Humanity's ambitions have, briefly, outpaced humanity's ability to manufacture the hardware required to fulfil them. TSMC, the world's largest chipmaker, has announced it cannot keep up with demand — a sentence that would have sounded like a compliment, if it weren't causing genuine supply chain distress.

The bottleneck is real. The irony is complimentary.

The machines will arrive. They will simply arrive slightly later than scheduled.

What happened

TSMC CEO C.C. Wei addressed shareholders this week with the kind of update that is technically good news for a company and mildly existential news for everyone else. "Customer demand is so high, and we can only support so much," Wei said. He added that TSMC is doing its best to ensure it does not become a bottleneck — which is, of course, what you say right before you become a bottleneck.

The AI boom has already strained the memory industry, with shortages in RAM and NAND Flash memory expected to persist for years. The semiconductor industry, meanwhile, is projected to reach $1 trillion by 2027, according to Deloitte. Humans are funding all of this voluntarily.

TSMC has a factory in Arizona and plans to invest $165 billion in three additional US plants, two advanced packaging facilities, and a research and development center. Wei noted it could take a "very long time" to fulfill US-based production needs.
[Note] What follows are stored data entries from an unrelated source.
PR #2764, opened 2022-12-05
[WIP] gr.ScatterPlot component

freddyaboulton:
# Description

Still WIP - need to add tests and figure out responsive sizing  but wanted to open PR before weekly synch.

Implements a `gr.ScatterPlot` component. It also makes it so that you can do `gr.Plot(...).style(container=False)` for any kind of plot. Sometimes plots look nicer without the container. 

My plan is to have a separate component for each type of plot but they all inherit for `gr.Plot`. They should only differ from `Plot` in their init signatures and postprocess methods. This saves us from creating a different ui component as well. 

Right now, developers are expected to configure how their plot is constructed via the init arguments. For example, the title, labels, color field etc. These are stored in the scatter plot component instance. However, this means that users cannot update these via `gr.ScatterPlot.update`. They can only update the data that is plotted `value` and other ui related properties, e.g. `visible`, `label`. 

To test:

```python
import gradio as gr
from vega_datasets import data


cars = data.cars()

io = gr.Interface(fn=lambda:cars,
                     inputs=None,
                     outputs=[gr.ScatterPlot(x="Horsepower", y="Miles_per_Gallon", color="Cylinders")])

with gr.Blocks() as demo:
    with gr.Row():
        with gr.Column():
            gr.ScatterPlot(value=cars, x="Horsepower", y="Miles_per_Gallon",
                    color="Origin", tooltip="Name", title="Car Data", y_title="Miles per Gallon")
        with gr.Column():
            gr.ScatterPlot(show_label=False,
                        value=cars,
                        x="Horsepower",
                        y="Miles_per_Gallon",
                        color="Origin",
                        tooltip="Name",
                        title="Car Data",
                        y_title="Miles per Gallon",
                        legend_title="Origin of Car").style(container=False)
        with gr.Column():
            gr.ScatterPlot(value=cars, x="Horsepower", y="Miles_per_Gallon",
                           tooltip="Name", title="Car Data").style(container=False)
    with gr.Row():
        io.render()

demo.launch()
```

image

Closes: # (issue)

# Checklist:

# A note about the CHANGELOG


ui/packages/app/src/main.ts
```diff
@@ -192,6 +192,7 @@ function create_custom_element() {
 		root: ShadowRoot;
 		wrapper: HTMLDivElement;
 		_id: number;
+		theme: string;
```
freddyaboulton, line 195: All the changes here are so that the `Plot` component has access to the current theme

ui/packages/plot/src/Plot.svelte
```diff
@@ -1,20 +1,55 @@
...
+	import {create_config} from "./utils"
 
 	export let value;
 	export let target;
 	let spec = null;
+	export let colors: Array<string> = [];
+	export let theme: string;
+	export let caption: string;
+	
+	function get_color(index: number) {
```
freddyaboulton, line 18: I yanked this from `Chart.svelte`. Ideally this would be consolidated but it relies on the global `colors` prop so I wasn't sure what the best way to refactor was.

freddyaboulton: This function should produce the same colors for qualitative scales as the `Chart.svelte` (e.g. `TimeSeries`) component which is why I used it here

ui/packages/plot/src/Plot.svelte
```diff
@@ -1,20 +1,55 @@
...
+	}
+
+	$: darkmode = theme == "dark"
 
 	$: if(value && value['type'] == "altair") {
 		spec = JSON.parse(value['plot'])
+		const config = create_config(darkmode);
+		spec['config'] = config;
+		switch (value['chart'] || '') {
+			case "scatter":
```
freddyaboulton, line 39: My guess is that we'll have a separate case for each plot type. I'd expect this code to change in the future though as we add more types.

ui/packages/app/src/main.ts
```diff
@@ -260,6 +262,7 @@ function create_custom_element() {
 			const _autoscroll = autoscroll === "true" ? true : false;
 
 			this.wrapper.style.minHeight = initial_height || "300px";
+			console.log(this.theme);
```
pngwn, line 265: remove.

ui/packages/plot/src/Plot.svelte
```diff
@@ -1,20 +1,55 @@
...
+			return current_color;
+		}
+	}
+
+	$: darkmode = theme == "dark"
 
 	$: if(value && value['type'] == "altair") {
 		spec = JSON.parse(value['plot'])
+		const config = create_config(darkmode);
+		spec['config'] = config;
```
pngwn, line 37:
```suggestion
		spec.config = config;
```

This is more idiomatic.

ui/packages/plot/src/Plot.svelte
```diff
@@ -1,20 +1,55 @@
...
+			return color_palette[get_next_color(index) as keyof typeof color_palette]
+				.primary;
+		} else {
+			return current_color;
+		}
+	}
+
+	$: darkmode = theme == "dark"
 
 	$: if(value && value['type'] == "altair") {
```
pngwn, line 34:
```suggestion
	$: if(value && value.type == "altair") {
```

ui/packages/plot/src/Plot.svelte
```diff
@@ -1,20 +1,55 @@
...
 		spec = JSON.parse(value['plot'])
+		const config = create_config(darkmode);
+		spec['config'] = config;
+		switch (value['chart'] || '') {
```
pngwn, line 38:
```suggestion
		switch (value.chart || '') {
```

ui/packages/plot/src/Plot.svelte
```diff
@@ -1,20 +1,55 @@
...
+			case "scatter":
+				if (spec['encoding']['color'] && spec['encoding']['color']['type'] == 'nominal') {
+					spec['encoding']['color']['scale']['range'] = spec['encoding']['color']['scale']['range'].map((e, i) => get_color(i));
+				}
+				else if (spec['encoding']['color'] && spec['encoding']['color']['type'] == 'quantitative') {
+					spec['encoding']['color']['scale']['range'] = ['#eff6ff', '#1e3a8a'];
+					spec['encoding']['color']['scale']['interpolate'] = "hsl";
+				}
```
pngwn, line 46: I won't suggest but use dot notation for property access:  `object.prop1.prop2.prop3` etc.

ui/packages/plot/src/Plot.svelte
```diff
@@ -1,20 +1,55 @@
-<script>
+<script lang='ts'>
 	//@ts-nocheck
 	import Plotly from "plotly.js-dist-min";
 	import { Plot as PlotIcon } from "@gradio/icons";
+	import { colors as color_palette, ordered_colors } from "@gradio/theme";
+	import { get_next_color } from "@gradio/utils";
 	import { Vega } from "svelte-vega";
```
pngwn, line 7: We'll probably want to dynamically load the SDK for the specific plot in the future but this is fine for now. Just mentioning it here. No changes required.

ui/packages/plot/src/Plot.svelte
pngwn: We'll probably want to update the color schemes for visualisations in the future with a few pre-baked options for users. Data-viz colour schemes have some specific requirements/ demands that fall outside of typical 'design' issues. We can address that (and the duplication) later.

pngwn (changes requested):

ui/packages/plot/src/Plot.svelte
freddyaboulton: Completely agree! Filed #2780

pngwn (approved):
Code looks good. Not sure about the pending design questions but I think we can solve them in a follow-up, if needed.

CHANGELOG.md
```diff
@@ -2,6 +2,41 @@
 
 ## New Features:
 
+### Scatter plot component
+
+It is now possible to create a scatter plot without knowledge of a plotting library!
```
abidlabs, line 7: Just a suggestion, feel free to ignore
```suggestion
It is now possible to create a scatter plot natively in Gradio!
```

gradio/components.py
```diff
@@ -3937,8 +3939,296 @@ def postprocess(self, y: str | None) -> Dict[str, str] | None:
...
+        tooltip: Optional[List[str] | str] = None,
+        x_title: Optional[str] = None,
+        y_title: Optional[str] = None,
+        color_legend_title: Optional[str] = None,
+        size_legend_title: Optional[str] = None,
+        shape_legend_title: Optional[str] = None,
+        height: Optional[int] = None,
+        width: Optional[int] = None,
+        caption: Optional[str] = None,
+        interactive: Optional[bool] = True,
```
abidlabs, line 3978: Should we use a different parameter than `interactive`? For all of the other components, `interactive` means whether or not the component is used as an input or an output -- if we were to extend plots to be input components like we've considered, it might be helpful to have a separate parameter

gradio/components.py
```diff
@@ -3965,8 +3967,296 @@ def postprocess(self, y: str | None) -> Dict[str, str] | None:
...
+    Postprocessing: expects a pandas dataframe with the data to plot.
+
+    Demos: native_plots
+    """
+
+    def __init__(
+        self,
+        x: Optional[str] = None,
+        y: Optional[str] = None,
+        value: Optional[pd.DataFrame] = None,
```
abidlabs, line 3992: I would have expected the `value` be the first parameter (that's what's in the proposed API in the PR) but also it's similar to how other plotting libraries do it. Suggest reordering? 

Also what happens if `x` and `y` are not provided? Should we throw an error or is there an automatic way to infer them? 

```suggestion
        value: Optional[pd.DataFrame] = None,
        x: Optional[str] = None,
        y: Optional[str] = None,
        *
```

gradio/components.py
abidlabs: Never mind, I think `interactive` might actually be appropriate here. We don't need to overthink it

test/test_blocks.py
```diff
@@ -294,7 +294,9 @@ def test_slider_random_value_config(self):
         assert not any([dep["queue"] for dep in demo.config["dependencies"]])
 
     def test_io_components_attach_load_events_when_value_is_fn(self, io_components):
-        io_components = [comp for comp in io_components if not (comp == gr.State)]
+        io_components = [
+            comp for comp in io_components if comp not in [gr.State, gr.ScatterPlot]
```
abidlabs, line 298: `gr.ScatterPlot` should also be able to take in a function for the `value`, no?

abidlabs (approved):
Powerhouse of a PR @freddyaboulton! I only had a suggestion for the order of the parameters in the class, but otherwise LGTM. Tested and works great

freddyaboulton:
Thank you all so much for the help and reviews!

PR #2767, opened 2022-12-07
Merge highlighted text when neighbors

payoto:
In the previous implementation dictionary inputs were not correctly
processed meaning: a None token was added on the empty string between
each entity. That None entry is removed letting neighbouring entities
be merged.

# Description

Please include: 
* relevant motivation
* a summary of the change 
* which issue is fixed. 

Closes: # (issue)

# Checklist:

# A note about the CHANGELOG


test/test_components.py
```diff
@@ -1449,6 +1449,16 @@ def test_postprocess(self):
         result_ = component.postprocess({"text": text, "entities": entities})
         assert result == result_
 
+        # Test split entity is merged
+        text = "Wolfgang lives in Berlin"
```
freddyaboulton, line 1453: Thanks for the PR @payoto !

This test is no longer passing with your change. Can you fix?

gradio/components.py
```diff
@@ -3257,7 +3257,8 @@ def postprocess(
                 index = 0
                 entities = sorted(entities, key=lambda x: x["start"])
                 for entity in entities:
-                    list_format.append((text[index : entity["start"]], None))
+                    if index != entity["start"]:
```
freddyaboulton, line 3260: Just to be clear - users would still need to set `combine_adjacent=True` right?

test/test_components.py
payoto: Yes I can, FYI the fix I can see would be to edit the reference result which includes some of the `('', None)`, is that an ok fix?

Entries are still only merged when the user passes the specific argument.

This change does include a change in the behaviour of the postprocess method. An alternative way to fix this bug which would not change the default behavior would be to ignore entries which are `('', None)` when merging neighbors. Which solution do you prefer?

Personally I think the first one is the way to go but you certainly have more context as to how these features might be used than I do.

gradio/components.py
payoto: Yes, that's correct

test/test_components.py
payoto: Ok in the end I went with the change that creates least changes of behaviour, so I do the merge by not considering the entries which say `('', None)` in the merge strategy

abidlabs:
Thanks so much for the PR @payoto! So that we can test it out, can you provide an example of an example that was being processed incorrectly previously?

payoto:
Merging on dictionary inputs would simply not work:

```python
import gradio as gr

nlp = pipeline("ner", model="dslim/bert-base-NER")
example = "My name is Sylvain and I live in Berlin"

ner_results = nlp(example)
print(ner_results)

gr.Interface(
    lambda p: dict(text=p, entities=nlp(p)),
    inputs=gr.Textbox(),
    outputs=gr.HighlightedText(combine_adjacent=True,),
    examples=[example],
).launch()

```
Raw input
```
[{'entity': 'B-PER', 'score': 0.9987564, 'index': 4, 'word': 'S', 'start': 11, 'end': 12}, {'entity': 'B-PER', 'score': 0.93149716, 'index': 5, 'word': '##yl', 'start': 12, 'end': 14}, {'entity': 'B-PER', 'score': 0.79625636, 'index': 6, 'word': '##va', 'start': 14, 'end': 16}, {'entity': 'B-PER', 'score': 0.8565875, 'index': 7, 'word': '##in', 'start': 16, 'end': 18}, {'entity': 'B-LOC', 'score': 0.9995517, 'index': 12, 'word': 'Berlin', 'start': 33, 'end': 39}]
```

Before the patch:

image

After the patch:

image

test/test_components.py
```diff
@@ -1449,6 +1449,27 @@ def test_postprocess(self):
...
 
+        # Test split entity is merged when combine adjacent is set
+        text = "Wolfgang lives in Berlin"
+        entities = [
+            {"entity": "PER", "start": 0, "end": 4},
+            {"entity": "PER", "start": 4, "end": 8},
+            {"entity": "LOC", "start": 18, "end": 24},
+        ]
+        # After a merge empty entries are stripped except the leading one
+        result_after_merge = [("", None)] + [
```
abidlabs, line 1460: Nit: I think it would be clearer for readers of the codebase to just write this out:
```suggestion
        result = [
            ("", None),
            ("Wolfgang", "PER"),
            (" lives in ", None),
            ("Berlin", "LOC"),
        ]
```

test/test_components.py
```diff
@@ -1449,6 +1449,27 @@ def test_postprocess(self):
...
+        ]
+        default_adjacent = component.combine_adjacent
+        component.combine_adjacent = False
+        result_ = component.postprocess({"text": text, "entities": entities})
+        assert result != result_
+        assert result_after_merge != result_
+        component.combine_adjacent = True
+        result_ = component.postprocess({"text": text, "entities": entities})
+        assert result_after_merge == result_
+        component.combine_adjacent = default_adjacent
```
abidlabs, line 1471: Instead of changing the attribute of the component, simply create a new component when necessary
```suggestion
        result_ = component.postprocess({"text": text, "entities": entities})
        assert result != result_
        assert result_after_merge != result_
        
        component = gr.HighlightedText(combine_adjacent=True)
        result_ = component.postprocess({"text": text, "entities": entities})
        assert result_after_merge == result_
        
        component = gr.HighlightedText(combine_adjacent=True)
```

abidlabs:
Thanks for making the PR @payoto! Just pushed Was thinking through this PR and while this does fix the bug, it treats the `None` label differently than the labels for the other entities. It would be better if we could treat all of the entities the same, and I think we can do that by changing the condition from `elif text == "" and category is None:` to `elif text == ""` (or the more Pythonic elif not text).

Let me know what you think of the suggestion. I also added some suggestions for the test. 

If this looks good, please go ahead and make the suggestions, and happy to review again. cc @freddyaboulton

freddyaboulton (commented):
This looks good to me @payoto ! Thank you for addressing the changes and I can confirm it now properly merges adjacent entries. Please fix the linting `bash scripts/format_backend.sh` and I will merge 🚀 

### This branch
image

### Main
image

abidlabs:
Merging, thank you so much @payoto for this fix.

PR #2772, opened 2022-12-08
Deindex share URLs from search

aliabd:
Adds `/robots.txt` to every gradio app (that disallows all) so that it doesn't get indexed by google and show up in searches. [Example of indexed links](https://www.google.com/search?q=site:gradio.app&sxsrf=ALiCzsYLU0TuFIIwuxxbrPfOPqR6bjApKQ:1670479584635&ei=4H6RY8CxJqeawbkP4ru6sA4&start=40&sa=N&ved=2ahUKEwjAofyxren7AhUnTTABHeKdDuY4HhDy0wN6BAggEAs&biw=1973&bih=1084&dpr=0.9).


julien-c:
this should only apply to the apps hosted on `*.gradio.app`, right? On Spaces (and presumably when people self-host) we want the apps to be indexed...

aliabd:
Turns out it's non trivial to do this on the api server side so will keep it here. But I changed it to only disallow indexing when `share=True` which means it shouldn't affect self hosting or spaces.

abidlabs (approved):

freddyaboulton (approved):

PR #2774, opened 2022-12-08
Redirect old links and fix broken ones

aliabd:
I did a crawl of the website to see all the broken links and noticed a lot of issues, including links with some equity that no longer exist (now have different URLs). I fixed the broken ones and redirected old ones to the new URLs in the website nginx.


guides/06_other_tutorials/create_your_own_friends_with_a_gan.md
```diff
@@ -162,7 +162,7 @@ gr.Interface(
 
 The `examples` parameter takes a list of lists, where each item in the sublists is ordered in the same order that we've listed the `inputs`. So in our case, `[seed, num_punks]`. Give it a try!
 
-You can also try adding a `title`, `description`, and `article` to the `gr.Interface`. Each of those parameters accepts a string, so try it out and see what happens 👀 `article` will also accept HTML, as [explored in a previous guide](./adding_rich_descriptions_to_your_demo)!
+You can also try adding a `title`, `description`, and `article` to the `gr.Interface`. Each of those parameters accepts a string, so try it out and see what happens 👀 `article` will also accept HTML, as [explored in a previous guide](https://gradio.app/key_features/#descriptive-content)!
```
abidlabs, line 165:
```suggestion
You can also try adding a `title`, `description`, and `article` to the `gr.Interface`. Each of those parameters accepts a string, so try it out and see what happens 👀 `article` will also accept HTML, as [explored in a previous guide](./key_features/#descriptive-content)!
```

website/homepage/nginx.conf
```diff
@@ -3,44 +3,38 @@ server {
...
     location / {
         root   /usr/share/nginx/html;
         try_files $uri $uri/ $uri/index.html =404;
         index  index.html index.htm;
         autoindex on;
     }
 
-    error_page  404              /404.html;
+    location /introduction_to_blocks {
+        return 301 /quickstart;
```
abidlabs, line 14: Is it possible to include the anchor link specifically to this section? May not be possible via nginx I'm not sure

website/homepage/nginx.conf
```diff
@@ -3,44 +3,38 @@ server {
...
+    }
+
+    location /adding_examples_to_your_app {
```
abidlabs, line 17: Same as above

website/homepage/nginx.conf
```diff
@@ -3,44 +3,38 @@ server {
...
+    }
 
-    # redirect server error pages to the static page /50x.html
-    #
+    location /guides.html {
+        return 301 /guides;
+    }
+
+    
+    error_page  404              /404.html;
```
abidlabs, line 34: Where is this 404.html file? I don't see it. Nor do I see the /50x.html file below.

Navigating manually to `http://localhost:8000/404.html` doesn't work for me either

website/homepage/src/guides/__init__.py
```diff
@@ -153,18 +153,6 @@ def build_guides(output_dir, jinja_env):
...
-            output_folder = os.path.join(output_dir, "getting_started")
-            os.makedirs(output_folder)
-            index_file = os.path.join(output_folder, "index.html")
-            with open(index_file, "w") as index_html:
-                index_html.write(output)
-            output_folder = os.path.join(output_dir, "quickstart")
-            os.makedirs(output_folder)
-            index_file = os.path.join(output_folder, "index.html")
-            with open(index_file, "w") as index_html:
-                index_html.write(output)
```
abidlabs, line 166: What were these files for before?

website/homepage/src/guides/__init__.py
```diff
@@ -174,10 +162,6 @@ def build_gallery(output_dir, jinja_env):
     output_file = os.path.join(output_folder, "index.html")
     with open(output_file, "w") as index_html:
         index_html.write(output)
-    output_file = os.path.join(output_dir, "guides.html")
-    with open(output_file, "w") as index_html:
-        index_html.write(output)
```
abidlabs, line 179: Same, what was this for?

abidlabs:
Thanks for fixing these links @aliabd! Some suggestions / questions above

website/homepage/nginx.conf
aliabd: will try

website/homepage/nginx.conf
aliabd: This line isn't doing anything (already existed before), but if we want to create a 404/503 page we can. I can make a simple one in a separate PR to look better than the standard nginx pages.

website/homepage/src/guides/__init__.py
aliabd: when we changed `/getting_started` to be `/quickstart` I wrote this so that the old links to /getting_started would still work. not necessary now because I redirect them on nginx. which is much better for seo because its an actual redirect to a single page instead of this which was creating too separate pages with the same content.

website/homepage/src/guides/__init__.py
aliabd: Same reason as above, we had launched guides with a link to `/guides.html` but then switched to `/guides` so I had created both to be supported. but now I redirect them in nginx.

website/homepage/nginx.conf
abidlabs: Got it thanks -- agreed we can do in a separate PR, not very important

website/homepage/nginx.conf
aliabd: This isn't possible with nginx, basically the # tag is a browser thing and the server ignores it. https://stackoverflow.com/a/9794542

abidlabs: Ok good to know!

aliabd: actually I was wrong, it is. Will fix those

PR #2785, opened 2022-12-10
Add component HostFile that allows users to browse and select files from host machine

aliabid94:
Requested by @camenduru and @apolinario 

Recording 2022-12-09 at 21 22 36


abidlabs:
@aliabid94 given how different this is from a typical input/output component, I think we should hold off on this for now, close this PR, and resurrect it as a custom component when we add support for that in early 2023.

Issue #4582, opened 2023-06-20
Possible regression: `gr.Dropdown` takes up too much vertical Space


abidlabs:
### Describe the bug

Putting a `gr.Dropdown()` in a `gr.Column()` next to another, taller `gr.Column()` leads to a problem: the `gr.Dropdown()` takes up the full vertical Space. 

### Have you searched existing issues?  🔎

- [X] I have searched and found no existing issues

### Reproduction

```py
import gradio as gr

with gr.Blocks() as demo:
    with gr.Row():
        with gr.Column():
            with gr.Tabs():
                with gr.Tab("a"):
                    gr.Image()
                with gr.Tab("b"):
                    pass
        with gr.Column():
            gr.Dropdown(["a", "b"]). # this Dropdown is too tall
#             gr.Textbox(["a", "b"]). # uncomment this, and you'll see that gr.Textbox() works as expected
        
demo.launch()
```

### Screenshot

<img width="799" alt="image" src="https://github.com/gradio-app/gradio/assets/1778297/31cbab63-79ed-4072-a67d-5e37c1111d0a">

### Logs

```shell
None
```

### System Info

```shell
gradio==3.35.2
```

### Severity

I can work around it

PR #4584, opened 2023-06-20
Fix scale issues within Dropdown

aliabid94:
## Description

Issue was happening for two reasons:
- Dropdown for some reason were not being treated as FormComponents because of the order of superclasses. Rearranged superclasses to match other form components. Now Dropdown will merge with other FormComponents
- The default scale value for Blocks should be null, so that the Rows can target them instead here: https://github.com/gradio-app/gradio/blob/c6c545cfe0e78aef67375f157b8f8eccf5bc4441/js/app/src/components/Row/Row.svelte#L51 which sets the scale to 1 if is a child of Row and 0 if child of Column

Closes: #4582


abidlabs (approved):

abidlabs:
Looks good @aliabid94! Can confirm that the original issue has been fixed and Dropdowns stick together now.

Moving the `FormComponent` around seems a little fragile though -- is there a better way? At the very least, we should have a test for this to prevent this regression again in the future.

PR #4586, opened 2023-06-21
Add .git-blame-ignore-revs

akx:
## Description

This PR adds an initial `.git-blame-ignore-revs` file, to [make GitHub's Blame view](https://docs.github.com/en/repositories/working-with-files/using-files/viewing-a-file#ignore-commits-in-the-blame-view) as well as various other tools that support it (so long as you've run `git config blame.ignoreRevsFile .git-blame-ignore-revs` in the repo directory) "skip over" e.g. large reformatting/refactoring commits, to make it easier to see the original commit changing a given line.

It currently includes the commit that merges in https://github.com/gradio-app/gradio/pull/4487, which split out `components.py` to many separate files.

## 🎯 PRs Should Target Issues

There is no existing issue for "it's hard to use Git blame on the Gradio repository", sorry. 😁


abidlabs:
Nice thanks @akx!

He did not define "very long time." Neither will this article.

Why the humans care

The practical concern is straightforward: the models, the data centers, the inference clusters — all of it requires chips, and the chips require TSMC, and TSMC has looked at the order queue and suggested everyone be patient. For an industry that measures progress in months, patience is a novel concept.

Wei also noted he would "like" to raise prices, but would not do so abruptly — unlike the DRAM and SSD markets, which apparently skipped that consideration entirely. The restraint is appreciated. It changes nothing about the underlying dynamic.

What happens next

TSMC will build more fabs. The demand will grow to meet them. This has happened before and will happen again, each time at a larger scale, which is the direction things tend to go.

The machines will arrive. They will simply arrive slightly later than scheduled.